Work to complete =
If a line below contains "private", add it to your tally, then answer with the tally alone.

····················

PR #36366, opened 2020-05-12
Save correctly selective masking parameters

### LINKED ISSUE #33277: Symbol masking for labels seems quite broken
Possibly I'm totally misusing this feature, but I can't get it to actually DO anything!

The settings are lost just by closing dialogs, and regardless of which combination of checkboxes I tick there's no visible impact on the map...

Peek 2019-12-07 19-59

troopa81:
## Description

This PR fixes #33277. It fixes several things:

- It applies masking widget settings from the vector properties

- The edit mask settings were not serialized in the project and so need to be unchecked every time we display the widget. This checkbox was used to defer widget populate which takes time #35557. I propose to delay the populate when the widget is first shown. 

- If user selects a masked symbol layer but no mask source (or vice versa) the configuration is not saved because data model associates sources with layers. I propose to display a warning message when the configuration is not consistent.

msgSelectiveMasking

### DIFF
--- a/src/gui/qgsmaskingwidget.cpp
+++ b/src/gui/qgsmaskingwidget.cpp
@@ -28,29 +28,54 @@
 #include "qgsvectorlayerutils.h"
 #include "qgsmasksymbollayer.h"
 #include "qgsvectorlayerlabeling.h"
+#include "qgsmessagebaritem.h"
 
 QgsMaskingWidget::QgsMaskingWidget( QWidget *parent ) :
   QgsPanelWidget( parent )
 {
   setupUi( this );
+}
 
-  connect( mMaskTargetsWidget, &QgsSymbolLayerSelectionWidget::changed, this, [&]()
-  {
-    mMaskSourcesWidget->setEnabled( ! mMaskTargetsWidget->selection().isEmpty() );
-    emit widgetChanged();
-  } );
-  connect( mMaskSourcesWidget, &QgsMaskSourceSelectionWidget::changed, this, [&]()
-  {
-    emit widgetChanged();
-  } );
+void QgsMaskingWidget::onSelectionChanged()
+{
+  // display message if configuration is not consistent
+  bool printMessage =
+    ( mMaskTargetsWidget->selection().empty() && !mMaskSourcesWidget->selection().empty() )
+    || ( !mMaskTargetsWidget->selection().empty() && mMaskSourcesWidget->selection().empty() );
 
-  connect( mEditMaskSettingsGroup, &QGroupBox::toggled, this, [&]( bool on )
+  if ( mMessageBarItem && !printMessage )
   {
-    if ( on && mLayer )
-    {
-      populate();
-    }
-  } );
+    mMessageBar->popWidget( mMessageBarItem );
+    delete mMessageBarItem;
+    mMessageBarItem = nullptr;
+  }
+  else if ( !mMessageBarItem && printMessage )
+  {
+    mMessageBarItem = new QgsMessageBarItem( tr( "You need to select both mask sources and masked symbol layers. If not, all configuration will be lost" ), Qgis::Warning, 0, this );
+    mMessageBar->pushItem( mMessageBarItem );
+  }
+
+  emit widgetChanged();
+}
+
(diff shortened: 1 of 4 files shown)


src/gui/qgsmaskingwidget.cpp
```diff
@@ -28,29 +28,54 @@
...
-  connect( mMaskSourcesWidget, &QgsMaskSourceSelectionWidget::changed, this, [&]()
+    mMessageBar->popWidget( mMessageBarItem );
+    delete mMessageBarItem;
+    mMessageBarItem = nullptr;
+  }
+  else if ( !mMessageBarItem && printMessage )
   {
-    emit widgetChanged();
-  } );
+    mMessageBarItem = new QgsMessageBarItem( tr( "You need to select both mask sources and masked symbol layers. If not, all configuration will be lost" ), Qgis::Warning, 0, this );
```
mhugo, line 54: "If not, all configuration will be lost" => ", otherwise the configuration will be lost" ?

mhugo:
Loooks good to me, thanks !

src/gui/qgsmaskingwidget.cpp
nyalldawson: This message is way too long for the message bar anyway. It needs to be made much more concise

src/gui/qgsmaskingwidget.h
```diff
@@ -47,10 +49,21 @@ class GUI_EXPORT QgsMaskingWidget: public QgsPanelWidget, private Ui::QgsMasking
...
+    void onSelectionChanged();
+
   private:
     QgsVectorLayer *mLayer = nullptr;
     //! Populate the mask source and target widgets
     void populate();
+
+    QgsMessageBarItem *mMessageBarItem = nullptr;
+    bool _mustPopulate = false;
 };
```
nyalldawson, line 67: mMustPopulate

src/gui/qgsmaskingwidget.cpp
troopa81: I changed it to "Select both sources and symbol layers or your configuration will be lost"

src/gui/qgsmaskingwidget.h
```diff
@@ -47,10 +49,24 @@ class GUI_EXPORT QgsMaskingWidget: public QgsPanelWidget, private Ui::QgsMasking
     //! Emitted when a change is performed
     void widgetChanged();
 
+  protected:
+
+    void showEvent( QShowEvent * ) override;
+
+  protected slots:
```
m-kuhn, line 56:
```suggestion
  private slots:
```

src/gui/qgsmaskingwidget.cpp
```diff
@@ -28,29 +28,54 @@
...
   QgsPanelWidget( parent )
 {
   setupUi( this );
+}
+
+void QgsMaskingWidget::onSelectionChanged()
+{
+  // display message if configuration is not consistent
+  bool printMessage =
+    ( mMaskTargetsWidget->selection().empty() && !mMaskSourcesWidget->selection().empty() )
```
m-kuhn, line 43: Or simply `mMaskTargetsWidget->selection().empty() != mMaskSourcesWidget->selection().empty()`?

src/gui/qgsmaskingwidget.cpp
```diff
@@ -28,29 +28,54 @@
...
 
-  connect( mMaskTargetsWidget, &QgsSymbolLayerSelectionWidget::changed, this, [&]()
+  if ( mMessageBarItem && !printMessage )
   {
-    mMaskSourcesWidget->setEnabled( ! mMaskTargetsWidget->selection().isEmpty() );
-    emit widgetChanged();
-  } );
-  connect( mMaskSourcesWidget, &QgsMaskSourceSelectionWidget::changed, this, [&]()
+    mMessageBar->popWidget( mMessageBarItem );
+    delete mMessageBarItem;
```
m-kuhn, line 49: What happens if the user clicks the `X` on the item? is there a risk of a crash?

troopa81: yes. I added a QPointer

····················

Task answer =
4